When the prophet says, "What does the Lord require of you but to do justice, and to love kindness, and to walk humbly with your God?" (Micah 6:8), does he mean God walks beside me? Does God have feet and legs? No, getting past the childish stage of taking everything literally, I hear that justice and kindness make a better life for everyone and everything.

When the sage says, "The unexamined life is not worth living," I can google it and learn what others have thought he means. One man wrote that "Socrates believed that the purpose of human life was personal and spiritual growth." The fact that I have thought about this phrase since at least 1969 when I took my first philosophy classes means that I have been part of the philosophical question for many decades. People still ponder what Socrates said, and he died in 399 BCE.

When the poet says, "If you can keep your head when all about you / Are losing theirs and blaming it on you," consider it a conversation and think about how you would respond. (See the whole poem by Rudyard Kipling below.)

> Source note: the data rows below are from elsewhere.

PR #587, opened 2025-07-25
chore: moved analytics initialization to blocking background thread

Shahroz16:
closes: [MBL-1233: Changes in Segment Analytics SDK](https://linear.app/customerio/issue/MBL-1233/changes-in-segment-analytics-sdk)

Since we need to keep it synchronous, kept it blocking but we don't have to perform it on main thread. So moving it to background removes the main thread violations.

### DIFF
--- a/datapipelines/src/main/kotlin/io/customer/sdk/CustomerIO.kt
+++ b/datapipelines/src/main/kotlin/io/customer/sdk/CustomerIO.kt
@@ -96,6 +96,8 @@ class CustomerIO private constructor(
         }
     }
 
+    // Still synchronously create Analytics instance to ensure it is created before any other module uses it
+    // but we initialize it on background thread to avoid any storage access on main thread by Analytics.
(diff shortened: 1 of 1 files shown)


datapipelines/src/main/kotlin/io/customer/sdk/CustomerIO.kt
```diff
@@ -94,14 +96,18 @@ class CustomerIO private constructor(
...
     }
 
-    internal val analytics: Analytics = overrideAnalytics ?: Analytics(
-        writeKey = moduleConfig.cdpApiKey,
-        context = androidSDKComponent.applicationContext,
-        configs = updateAnalyticsConfig(
-            moduleConfig = moduleConfig,
-            errorHandler = errorLogger
+    // Still synchronously create Analytics instance to ensure it is created before any other module uses it
+    // but we initialize it on background thread to avoid any storage access on main thread by Analytics.
```
mrehan27, line 100: 👍🏻

mrehan27 (approved):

When the storyteller says, "Once upon a time there were three bears who lived in a house," he isn't being literal, but suggesting the child consider the idea of "too hot, too cold, and just right" or "too big, too little, just right." And the storyteller is also telling children it's wrong to eat someone else's porridge and break someone else's chair by sitting in it.

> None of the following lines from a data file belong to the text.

PR #589, opened 2025-08-05
chore: Turn profileAttributes into setProfileAttributes

mahmoud-elmorabea:
Closes: [MBL-1299](https://linear.app/customerio/issue/MBL-1299/device-and-user-enrichment-api-alignment)

Tweaks public API `profileAttributes` to be `setProfileAttributes` for clarify and consistency with other SDKs


Shahroz16 (approved):

Shahroz16 (changes requested):
just realized we are going forward with the deprecation approach in iOS but android seems like a breaking change?

mahmoud-elmorabea:
@Shahroz16 unfortunately because `setProfileAttributes` has the same JVM signature as `profileAttributes` property, they cannot co-exist.

I'm open to suggestions though 😄

Shahroz16 (approved):

mrehan27 (commented):
I think I have an idea for deprecation approach, will continue the discussion on Slack.

mrehan27 (approved):

PR #809, opened 2026-08-05
fix(geofence): correct transition accuracy and region discovery reliability

mrehan27:
> [!IMPORTANT]
> **Squash-merge this PR.** All four commits below are `chore`, so a merge commit would put no releasable message on `main` and cut no release at all — silently, with no error. Squashing makes this PR's title the single commit message semantic-release reads, which is why it is a `fix(...)`, and why the title deserves a deliberate read before merging: it becomes the version bump *and* the changelog entry for the whole patch.

### What this is

A release branch collecting post-4.20.0 geofence fixes so one release is cut for all of them rather than one per merge. Nothing here is new work — the diff is exactly the union of the four PRs below, each reviewed and merged on its own.

| PR | What | Reviewed |
|---|---|---|
| #806 | Nearest-set selection ranks by boundary distance instead of centre, so a large region the device is inside is not evicted by nearer centres | Approved |
| #805 | Transitions gated on tracked containment: an EXIT for a region never entered is dropped, and a re-reported ENTER no longer becomes a second arrival | Approved, 4 review rounds + Bugbot |
| #807 | Discovery refreshes from a live fix on foreground entry, and is skipped entirely when no user is identified | Approved |
| #808 | A sync pass carrying the device's real position waits for the in-flight slot instead of being dropped; a stale movement-trigger centre now self-heals | Approved, 2 review rounds + Bugbot |

**Read those four for the reasoning, trade-offs and review history.** This description deliberately doesn't restate them.

### Reviewing this PR

The diff is the concatenation of four already-reviewed changes: 4 commits, 32 files, and `git log main..release-july-launch-fixes` contains nothing but the four squash commits. Everything in it has been through review on the PR it came from, and the discussion lives there.

What is genuinely new at this level is the *combination*. #805 and #808 both edit `GeofenceRepository.kt`, and three pairs interact in ways no sub-PR could show on its own:

- **#807 depends on #808 to be useful on a cold start.** #807 requests a live fix on foreground entry; before #808's third commit that fix's pass was dropped whenever module init still held the sync slot. Both halves of this are in one field log from 5 Aug: at `16:33` the fix was discarded and the set was registered around an anchor 2016 m away for 2 m 24 s; at `16:35` the same device, with the slot free, registered correctly. #808's live-fix commit is what closes the first case.
- **#806 reduces how often #805's mark-prune fires.** #805 drops a region's reported-ENTER mark when it leaves the monitored set, which is what would otherwise let a duplicate arrival through on re-registration. #806 stops evicting regions the device is standing inside, so the occupied-region case that made that prune dangerous now largely doesn't arise. They compound in the same direction.
- **#808's EXIT-only trigger increases re-registration, which #805's guards absorb.** A trigger registered on a stale centre now fires EXIT immediately and re-registers, so initial-ENTER synthesis runs more often. Without #805's redundant-ENTER guard that would mean more duplicate arrivals; with it, the repeats are suppressed. Observed 4 times on the 5 Aug drive, each correctly dropped.
- **Sequential passes over the containment state.** #808 makes a second pass run immediately after a first, so `reconcileEnteredIds` can now run twice in quick succession with different coordinates. #805's epoch mechanism is what keeps that safe: a transition reported between the two passes outranks the older pass's geometry.

### Validation of the combined branch

- Full suite green on the merged branch — **1703 tests, 0 failures** across all 9 CI modules. `apiCheck`, `lintDebug` and ktlint clean; no public API change; no compiler warnings in the touched modules.
- **On-device drive, Pixel 6, 5 Aug (2 h 15 m):** 10/10 movement triggers delivered, 6 complete ENTER/EXIT pairs, **zero false EXITs**, and 4 duplicate arrivals correctly suppressed. The cold-start stranding fix was observed recovering in 1.3 s. That build carried #805, #806, #807 and #808's first two commits.
- **#808's third commit (the live-fix wait) landed after that drive** and was validated by an emulator A/B instead: same seeded state, a fix injected 2 km from the anchor mid-pass. Without it, the fix is discarded and the device ends up monitoring regions 2 km away; with it, the pass waits 2034 ms and re-registers at the live position. The same run shows `app-launch` still dropping while `location-acquired` waits, which is the distinction the change rests on.
- **#805's geometry-drift path** was exercised on the emulator in both directions: a region whose server geometry moves away from the device resets containment and its mark; one that still contains the device keeps both, and the synthesized ENTER is suppressed rather than delivered as a duplicate.
- The 30-second slot wait's give-up branch was forced with a throwaway short-wait build: bounded, logged, returns success, and a following pass still acquires the slot — expiry does not latch the gate.

### Adding to this release

Target this branch, squash-merge, and title it `chore(...)` like the four above — individual titles never reach `main`, so they cannot affect the version. Before this PR merges:

- If anything landing here is a **feature**, retitle this PR to `feat(...)` or a minor ships as a patch.
- Widen this PR's title if the contents stop being geofence-only.
- If `main` moves during the window, merge it into this branch so CI tests what will actually ship.

---

> [!NOTE]
> **Medium Risk**
> Touches core geofence event delivery, OS registration, and location-driven sync with new persisted state and concurrency; behavior is heavily tested but regressions would affect campaign triggers in the field.
> 
> **Overview**
> **Geofence transition handling** gains persisted *containment* and *reported ENTER* state so GMS reconciliation artifacts are filtered: unmatched EXITs drop (with carve-outs for exit-only fences, uncached regions, and pre-upgrade installs), redundant ENTERs drop when an EXIT-monitored fence was already delivered, and a process-wide mutex serializes per-fence bookkeeping across concurrent broadcasts. Delivery runs through `handleBusinessTransition`, which records ENTER before identity checks and passes `monitorsExit` into the emitter.
> 
> **Discovery and sync** change how regions are chosen and when passes run. Nearest-set selection uses **boundary** distance (`edgeDistanceTo`), meter rounding, and id tie-breaks (aligned with iOS). Movement and **live-fix** sync paths **wait up to ~30s** for the refresh slot via `refreshFromLiveFix` instead of dropping; identify/app-launch still drop on collision. Foreground (automatic mode, identified user) arms a silent fix refresh; acquired locations route to `refreshFromLiveFix`. Registration seeds/reconciles containment with a **containment epoch**, resets state when geometry moves away, and tightens initial-ENTER synthesis to require store + geometry agreement.
> 
> **GMS registration** uses `INITIAL_TRIGGER_EXIT` for the movement trigger (boot restore unified with normal replace). **GeofenceServices** rejects invalid coordinates, and coroutine work is wrapped so sync/reset failures log instead of crashing the host.
> 
> <sup>Reviewed by [Cursor Bugbot](https://cursor.com/bugbot) for commit 37c55a63ae63f6da1685c21f2821f04c3c35b033. Bugbot is set up for automated code reviews on this repo. Configure [here](https://www.cursor.com/dashboard/bugbot).</sup>

### DIFF
--- a/geofence/src/main/kotlin/io/customer/geofence/GeofenceBroadcastReceiver.kt
+++ b/geofence/src/main/kotlin/io/customer/geofence/GeofenceBroadcastReceiver.kt
@@ -12,6 +12,7 @@ import io.customer.geofence.di.geofenceRegionStore
 import io.customer.geofence.di.geofenceServices
 import io.customer.geofence.di.geofenceTransitionEmitter
 import io.customer.sdk.communication.Event
+import io.customer.sdk.core.di.AndroidSDKComponent
 import io.customer.sdk.core.di.SDKComponent
 import io.customer.sdk.core.di.clock
 import io.customer.sdk.core.di.setupAndroidComponent
@@ -20,6 +21,8 @@ import kotlinx.coroutines.CoroutineScope
 import kotlinx.coroutines.Job
 import kotlinx.coroutines.cancel
 import kotlinx.coroutines.launch
+import kotlinx.coroutines.sync.Mutex
+import kotlinx.coroutines.sync.withLock
 import kotlinx.coroutines.withTimeoutOrNull
 
 /** Receives OS geofence transition callbacks and dispatches them to the SDK. */
@@ -94,7 +97,6 @@ class GeofenceBroadcastReceiver : BroadcastReceiver() {
         val timestamp = SDKComponent.clock.currentTimeSeconds()
         val dispatchStartUptimeMs = SDKComponent.clock.elapsedRealtime()
         val androidComponent = SDKComponent.android()
-        val transitionEmitter = androidComponent.geofenceTransitionEmitter
         // Defense-in-depth against orphans (failed clearAll, app-data wipe, SDK
         // ID-format changes): events for unregistered IDs are dropped and the OS-side
         // registration is removed so it stops firing.
@@ -128,27 +130,17 @@ class GeofenceBroadcastReceiver : BroadcastReceiver() {
                 }
             }
 
-            // Snapshot userId so a sign-out + sign-in before delivery can't reattribute this
-            // transition. Empty userId is treated as "not identified" per `isUserIdentified`.
-            val userId = androidComponent.secureUserStore.getUserId()?.takeIf { it.isNotEmpty() }
-            // Geofencing is identified-only: the backend rejects anonymous geofence tracks, so an
-            // anonymous transition has no deliverable path. Drop it before spending a cooldown slot
-            // or persisting a row neither channel could ever send.
-            if (userId == null) {
-                logger.logTransitionDroppedAnonymous(geofenceId, transition.name)
-                return@forEach
+            // Each broadcast runs on its own scope, so two transitions for one fence would
+            // otherwise interleave read-decide-persist and lose a containment record.
+            transitionMutex.withLock {
+                handleBusinessTransition(
+                    geofenceId = geofenceId,
+                    transition = transition,
+                    timestamp = timestamp,
+                    androidComponent = androidComponent,
+                    logger = logger
+                )
             }
-
-            val cachedRegion = androidComponent.geofenceRegionStore.getCachedRegion(geofenceId)
-            transitionEmitter.emit(
-                geofenceId = geofenceId,
-                transition = transition,
-                userId = userId,
-                timestampSeconds = timestamp,
-                geofenceName = cachedRegion?.name,
-                metadata = cachedRegion?.metadata ?: emptyMap(),
-                geosetIds = cachedRegion?.geosetIds ?: emptyList()
-            )
         }
 
         // Hold the goAsync window open until the refresh lands so the OS doesn't kill a
@@ -163,6 +155,55 @@ class GeofenceBroadcastReceiver : BroadcastReceiver() {
         }
     }
 
+    private suspend fun handleBusinessTransition(
+        geofenceId: String,
+        transition: Event.GeofenceTransition,
+        timestamp: Long,
+        androidComponent: AndroidSDKComponent,
+        logger: GeofenceLogger
+    ) {
+        // Ahead of the identity checks below: being inside a fence is a physical fact, independent of
+        // whether the transition is deliverable.
+        val store = androidComponent.geofenceRegionStore
+        val cachedRegion = store.getCachedRegion(geofenceId)
+        when (transition) {
+            Event.GeofenceTransition.ENTER -> store.recordEntered(geofenceId)
+            // An unmatched EXIT is a GMS reconciliation artifact, not a crossing — delivering it
+            // fires EXIT campaigns at people who were never there. The two guards after claimExit
+            // cover the cases where an absent record proves nothing: an upgraded install with no set
+            // yet, and a region that never monitored ENTER (a missing cache row counts as unknown).
+            Event.GeofenceTransition.EXIT -> if (
+                !store.claimExit(geofenceId) &&
+                store.hasContainmentRecord() &&
+                cachedRegion?.transitionTypes?.contains(GeofenceTransitionType.ENTER) == true
+            ) {
+                logger.logExitDroppedNeverEntered(geofenceId)
+                return
+            }
+        }
+
+        // Snapshot userId so a sign-out + sign-in before delivery can't reattribute this
+        // transition. Empty userId is treated as "not identified" per `isUserIdentified`.
+        val userId = androidComponent.secureUserStore.getUserId()?.takeIf { it.isNotEmpty() }
+        // Identified-only: the backend rejects anonymous geofence tracks, so drop before spending a
+        // cooldown slot or persisting a row neither channel could send.
+        if (userId == null) {
+            logger.logTransitionDroppedAnonymous(geofenceId, transition.name)
+            return
+        }
+
+        androidComponent.geofenceTransitionEmitter.emit(
+            geofenceId = geofenceId,
+            transition = transition,
+            userId = userId,
+            timestampSeconds = timestamp,
+            geofenceName = cachedRegion?.name,
+            metadata = cachedRegion?.metadata ?: emptyMap(),
+            geosetIds = cachedRegion?.geosetIds ?: emptyList(),
+            monitorsExit = cachedRegion?.transitionTypes?.contains(GeofenceTransitionType.EXIT) == true
+        )
+    }
+
     private fun transitionName(gmsTransitionType: Int): String = when (gmsTransitionType) {
         Geofence.GEOFENCE_TRANSITION_ENTER -> "ENTER"
         Geofence.GEOFENCE_TRANSITION_EXIT -> "EXIT"
@@ -174,5 +215,8 @@ class GeofenceBroadcastReceiver : BroadcastReceiver() {
         // goAsync grants ~10s before the OS considers the receiver blocked; total budget for
         // one dispatch (persistence + GMS awaits + movement-refresh wait), with headroom.
         private const val DISPATCH_WAIT_BUDGET_MS = 8_000L
+
+        // Process-wide: a receiver instance lives for one broadcast, so the lock has to outlive it.
+        private val transitionMutex = Mutex()
     }
 }
--- a/geofence/src/main/kotlin/io/customer/geofence/GeofenceRepository.kt
+++ b/geofence/src/main/kotlin/io/customer/geofence/GeofenceRepository.kt
@@ -12,20 +12,35 @@ import io.customer.sdk.communication.Event
 import io.customer.sdk.core.util.Clock
 import io.customer.sdk.data.store.SecureUserStore
 import java.util.concurrent.atomic.AtomicBoolean
+import kotlin.time.Duration.Companion.milliseconds
+import kotlin.time.Duration.Companion.seconds
+import kotlinx.coroutines.delay
 import kotlinx.coroutines.sync.Mutex
 import kotlinx.coroutines.sync.withLock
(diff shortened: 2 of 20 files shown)


geofence/src/main/kotlin/io/customer/geofence/GeofenceBroadcastReceiver.kt
```diff
@@ -163,6 +155,55 @@ class GeofenceBroadcastReceiver : BroadcastReceiver() {
...
+        androidComponent.geofenceTransitionEmitter.emit(
+            geofenceId = geofenceId,
+            transition = transition,
+            userId = userId,
+            timestampSeconds = timestamp,
+            geofenceName = cachedRegion?.name,
+            metadata = cachedRegion?.metadata ?: emptyMap(),
+            geosetIds = cachedRegion?.geosetIds ?: emptyList(),
+            monitorsExit = cachedRegion?.transitionTypes?.contains(GeofenceTransitionType.EXIT) == true
+        )
```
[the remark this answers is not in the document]
mrehan27: Half of this is by design, half is real — and the real half is sharper than described. (For context, this is a re-raise of the first finding on #805, resolved there; a release PR re-reviews the union, so resolved sub-PR threads come back.)

**The cooldown case is not a loss.** Suppression means the first EXIT in the window was already delivered and this one is a repeat. Clearing containment is correct regardless of deliverability: the device left, which is a physical fact, and the record tracks where the device *is* rather than what the backend has been told. That is why `claimExit` sits ahead of the identity and cooldown checks rather than after them.

**The persist-failure case is real, and the asymmetry is the interesting part.** On a failed `appendAll` the emitter rolls back the cooldown so "the crossing retries". That holds for ENTER — GMS re-reports it on the next re-registration. It does not hold for EXIT: once a fence has fired EXIT the OS holds it in the outside state until it is re-registered, so no retry is coming. And since `claimExit` has already consumed the record, a later reconciliation EXIT is dropped by the never-entered guard as well. So that EXIT is gone, and the backend keeps an unbalanced ENTER until the user's next arrival.

Not fixing it in this patch, on impact rather than provenance:

- The trigger is `appendAll` failing, which is an atomic temp-and-rename write hardened in #778 — realistically disk-full or IO error, and if that is happening ENTERs are failing in the same breath.
- No occurrences in the 2 h 15 m field drive behind this release; every transition logged `delivered via WorkManager`.
- The fix is not the rollback implied here. Restoring containment on *cooldown* suppression would be actively wrong — it would resurrect the device into a fence it has left, and the next sync would carry that record forward. So `emit` would first have to distinguish "suppressed" from "failed"; today it returns a bare `false` for redundant-ENTER, cooldown and persist failure alike, and the receiver ignores the value entirely. That is a change to the emitter's contract plus receiver wiring, on a path with no field evidence, in a patch whose four PRs are already reviewed and merged.

Documenting the asymmetry rather than filing it. The backend already cannot rely on a guaranteed EXIT from a mobile SDK — uninstall, revoked permission, a wiped device and an OS-dropped registration all end the same way — so an at-most-once EXIT under a failed disk write is a new cause of a failure mode the server side must already tolerate, not a new class of it. If persistence failures ever do show up in the field, the fix is a typed emit outcome with containment restored only on genuine failure.

geofence/src/main/kotlin/io/customer/geofence/store/GeofenceRegionStore.kt
```diff
@@ -166,6 +326,9 @@ internal class GeofenceRegionStoreImpl(
             remove(KEY_LAST_API_FETCH_LOCATION)
             remove(KEY_LAST_MOVEMENT_TRIGGER_LOCATION)
             remove(KEY_REGISTERED_IDS)
+            remove(KEY_ENTERED_IDS)
+            remove(KEY_EMITTED_ENTER_IDS)
+            remove(KEY_EMITTED_ENTER_OWNER)
```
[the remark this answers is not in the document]
mrehan27: The interleaving is real but every outcome it can produce is already safe, so a lock here would add ordering theater rather than correctness. Resurrected `entered_ids` is physically true (containment is deliberately identity-free — `claimExit` runs ahead of the identity checks for this reason) and the next reconcile prunes/re-seeds it; resurrected marks carry the old user's owner snapshot, which `hasEmittedEnter`'s owner scoping rejects for the next user; a claim racing the wipe fails open at `hasContainmentRecord`. The epoch maps are monotonic, so pre-sign-out entries always read as older than any later sync's capture and are trimmed on the next reconcile. The deeper reason not to lock: a transition landing just *after* an atomic wipe writes the same state back legitimately — sign-out vs. independent OS broadcasts cannot be ordered at this boundary, so the design makes all post-wipe writes safe instead.

geofence/src/main/kotlin/io/customer/geofence/GeofenceRepository.kt
```diff
@@ -174,10 +212,28 @@ internal class GeofenceRepositoryImpl(
...
 
+    /**
+     * Takes the in-flight slot for a pass that can't be dropped, waiting for the holder instead.
+     * For a movement pass, the OS holds a fired trigger in the outside state, so returning without
+     * re-centring it stops discovery until the next app open, reboot or update; for a live fix, the
+     * fix is spent on arrival and nothing re-requests one.
+     */
+    private suspend fun awaitRefreshSlot(): Boolean {
+        if (tryTakeRefreshSlot()) return true
+        return withTimeoutOrNull(MOVEMENT_SLOT_WAIT) {
```
Shahroz16: Could we make this handoff cancellation-safe? `withTimeoutOrNull` can time out asynchronously even just before the block returns. If the current pass releases near the 30-second deadline, this waiter can win the CAS and still return `false`, leaving `refreshInProgress` set forever. Every later launch, movement, and live-fix refresh then drops or times out until process restart. A permit whose acquisition and release share one `try/finally`, plus a boundary test, would avoid latching the pipeline.

geofence/src/main/kotlin/io/customer/geofence/GeofenceRepository.kt
```diff
@@ -506,4 +601,14 @@ internal class GeofenceRepositoryImpl(
         radius = radiusMeters,
         transitionTypes = listOf(GeofenceTransitionType.EXIT)
     )
+
+    private companion object {
+        // Long enough to outlast the slowest holder: a remote pass can spend the HTTP client's
+        // connect plus read timeout (10s each) before it releases, and giving up on one that then
+        // fails to register is the case that strands the trigger. Deliberately past the receiver's
```
Shahroz16, line 609: Would this late work need durable scheduling instead of relying on the services scope? Once the receiver's 8-second `goAsync()` budget ends and `finish()` runs, Android may kill a receiver-only process. A slow holder or registration can therefore terminate this movement pass before it re-centres the trigger, leaving discovery stranded until another app lifecycle event. Queueing the movement refresh durably before the receiver finishes, or keeping all required work within its window, would close that gap.

Shahroz16 (approved):
I found two reliability gaps that can still strand refreshes

geofence/src/main/kotlin/io/customer/geofence/GeofenceRepository.kt
mrehan27: Valid, and the inline comment defending it was wrong. Fixed in 37c55a63.

That comment claimed nothing suspends between the winning CAS and the return, so the deadline couldn't land in between. The reasoning doesn't hold: `withTimeoutOrNull` enforces the deadline by cancelling the `TimeoutCoroutine` from a scheduled task, and a block that completes normally into a job already in `Cancelling` loses — its value is discarded. Same mechanism as the familiar `withTimeout { mutex.lock() }` leak. Absence of a suspension point doesn't protect it.

Rather than compensate for a lost win by releasing after the fact, I removed the handoff. The wait is now bounded polling, so the CAS result *is* the return value and the slot can only be held by a caller that got `true`:

```kotlin
repeat(MOVEMENT_SLOT_ATTEMPTS) {
    if (tryTakeRefreshSlot()) return true
    delay(MOVEMENT_SLOT_POLL)
}
return tryTakeRefreshSlot()
```

The bound derives from the same 30s/50ms constants. One behavioural trade: scheduling delay now stretches the wait instead of cutting it short. That's the right direction here — the point is to outlast the holder, not to give up punctually.

On the boundary test you asked for, I want to be straight that I couldn't write one. The window needs real thread interleaving, and a single-threaded test scheduler can't produce it, so no black-box test distinguishes a correct implementation from a broken one. I wrote the compensating version first and a mutation confirmed its test had no teeth, which is what pushed me to the structural fix. The test that landed covers the give-up bound and that the slot stays usable afterwards — verified by mutation — but not the race itself. The safety there is by construction, not by coverage.

geofence/src/main/kotlin/io/customer/geofence/GeofenceRepository.kt
mrehan27: Real gap. I'm not going to lean on it being pre-existing — that's provenance, not impact. Answering on impact, and leaving it out of this release.

The exposed window is narrower than the whole pass. The receiver joins for up to `DISPATCH_WAIT_BUDGET_MS`, so only the tail beyond ~8s runs unprotected, and delivery is already durable — `goAsync` is held until WorkManager has committed the work spec. What's at risk is the re-centring alone, and losing it degrades to "stranded until the next app open, fix, reboot or update" rather than to something permanent. Reaching it needs a holder slow enough to push past 8s *and* the OS to kill a cached process inside that tail.

The fix also doesn't cut cleanly in our favour. Scheduling the movement refresh through WorkManager subjects a geofence re-centring to doze deferral, and a re-centre delayed by an hour is worse for discovery than a best-effort one that usually lands in seconds. Tightening the wait to fit inside the 8s budget instead would reintroduce exactly the stranding this PR fixes. So the real options are "accept the tail" or "design durable re-centring properly" — and the second should cover the whole movement pass rather than the wait alone, and be validated on a device rather than bolted onto a release branch.

Taking the first for this release, deliberately.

When the psalmist says, "The Lord is my shepherd," he isn't saying we're as stupid as sheep, but that we should follow the shepherd. We are not in this alone, but are part of a group and staying together makes everything better for all of us. That's ALL of us, not just the humans.

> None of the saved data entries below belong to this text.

PR #814, opened 2026-08-17
feat: add polygon wire contract and geometry foundation

Shahroz16:
## Summary

Adds the Android wire and geometry foundation for polygon geofences while preserving the existing circular path.

- decodes an explicit `shape`, GeoJSON `geometry`, and backend-provided `enclosing_circle`
- keeps `latitude`, `longitude`, and `radius` as the unchanged circle contract
- accepts only the V1 geometry profile: one convex outer ring, with no holes or multipolygons
- validates that the canonical backend circle contains every polygon vertex, then applies the Android wake margin
- never derives or replaces the canonical enclosing circle on-device
- provides exact point-in-polygon, boundary-distance, accuracy, and transition-confirmation primitives
- fails closed for missing, mixed, unknown, invalid, or unsupported polygon payloads
- persists polygon geometry through the existing cache

This PR does not register polygon wake circles, request location, or emit polygon transitions. Those runtime behaviors are isolated in the next stacked PR.

## V1 flow

```mermaid
flowchart LR
  A["Nearest response"] --> B{"shape"}
  B -->|"circle"| C["Existing OS circular path"]
  B -->|"polygon"| D["Validate convex ring and backend enclosing circle"]
  D --> E["Persist exact geometry and Android wake circle"]
  E --> F["#815 runtime"]
```

## Stack

1. **#814:** wire contract and geometry foundation
2. [#815](https://github.com/customerio/customerio-android/pull/815): wake-scoped responsive runtime

The earlier continuous-tracking prototype is outside V1. The all-in-one prototype branch remains untouched for historical testing and is not part of this review stack.

## Validation

- `:geofence:testDebugUnitTest`
- `:geofence:compileDebugAndroidTestKotlin`
- public API and repository binary validation
- Kotlin formatting and pre-push lint

Linear: [MBL-2287](https://linear.app/customerio/issue/MBL-2287/android-add-polygon-wire-contract-and-geometry-foundation)


geofence/src/main/kotlin/io/customer/geofence/polygon/PolygonWakeCircle.kt
```diff
@@ -0,0 +1,77 @@
...
+internal class PolygonWakeCircleValidator {
+    fun prepare(
+        geometry: PolygonGeometry,
+        wakeCircle: PolygonWakeCircle
+    ): PolygonTriggerCircle {
+        require(wakeCircle.baseRadiusMeters.isFinite() && wakeCircle.baseRadiusMeters > 0.0) {
+            "polygon wake-circle radius must be finite and positive"
+        }
+        geometry.vertices.forEach { vertex ->
+            require(wakeCircle.center.distanceMetersTo(vertex) <= wakeCircle.baseRadiusMeters + CONTAINMENT_TOLERANCE_METERS) {
```
Shahroz16, line 34: The backend calculates base_radius_m on WGS84, while this check uses a 6,400 km sphere with only 1 m of tolerance. On a multi-kilometre fence, the client result can be tens of metres larger, so we can reject a polygon the backend has already admitted. Can we use the Android WGS84 distance calculation here, or apply the agreed relative tolerance?

geofence/src/main/kotlin/io/customer/geofence/polygon/PolygonGeometry.kt
```diff
@@ -0,0 +1,251 @@
...
+import kotlinx.serialization.Serializable
+
+@Serializable
+internal data class PolygonCoordinate(
+    @SerialName("latitude")
+    val latitude: Double,
+    @SerialName("longitude")
+    val longitude: Double
+) {
+    init {
```
Shahroz16, line 18: Could we keep PolygonCoordinate passive and validate ranges inside PolygonGeometry.from? init runs while the cached List<GeofenceRegion> is being decoded. One corrupt vertex therefore throws before fromOrNull can isolate that ring, and readJson removes the entire cached catalog, including valid circles.

mrehan27:
Closing in favour of #833, which landed on [`feature/geofence-polygons`](https://github.com/customerio/customerio-android/tree/feature/geofence-polygons) as `634cd850`. The foundation here is what shipped: wire contract, `PolygonGeometry`, `PolygonWakeCircle`, the `shape` discriminator and the `PolygonSupport` gate, with authorship preserved.

Two changes: the evaluator, route processor and transition state machine moved to the monitoring PR since nothing here calls them, and the four review findings on #833 are fixed.

#815 stays open until its replacement is up.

(continued in the next comment)

Bonnie Jacobs said...

I included in my notes a photo of a forlorn baby chimp slumped against a wall with the back of one hand across his little face. The words on it said, "We have enslaved the rest of the animal creation and have treated our distant cousins in fur and feathers so badly that beyond doubt, if they were able to formulate a religion, they would depict the Devil in human form." – William Ralph Inge

If—
by Rudyard Kipling

If you can keep your head when all about you
Are losing theirs and blaming it on you,
If you can trust yourself when all men doubt you,
But make allowance for their doubting too;
If you can wait and not be tired by waiting,
Or being lied about, don’t deal in lies,
Or being hated, don’t give way to hating,
And yet don’t look too good, nor talk too wise:
If you can dream—and not make dreams your master;
If you can think—and not make thoughts your aim;
If you can meet with Triumph and Disaster
And treat those two impostors just the same;
If you can bear to hear the truth you’ve spoken
Twisted by knaves to make a trap for fools,
Or watch the things you gave your life to, broken,
And stoop and build ’em up with worn-out tools:
If you can make one heap of all your winnings
And risk it on one turn of pitch-and-toss,
And lose, and start again at your beginnings
And never breathe a word about your loss;
If you can force your heart and nerve and sinew
To serve your turn long after they are gone,
And so hold on when there is nothing in you
Except the Will which says to them: ‘Hold on!’
If you can talk with crowds and keep your virtue,
Or walk with Kings—nor lose the common touch,
If neither foes nor loving friends can hurt you,
If all men count with you, but none too much;
If you can fill the unforgiving minute
With sixty seconds’ worth of distance run,
Yours is the Earth and everything that’s in it,
And—which is more—you’ll be a Man, my son!

(Okay, this is no longer politically correct, but I still like the poem.)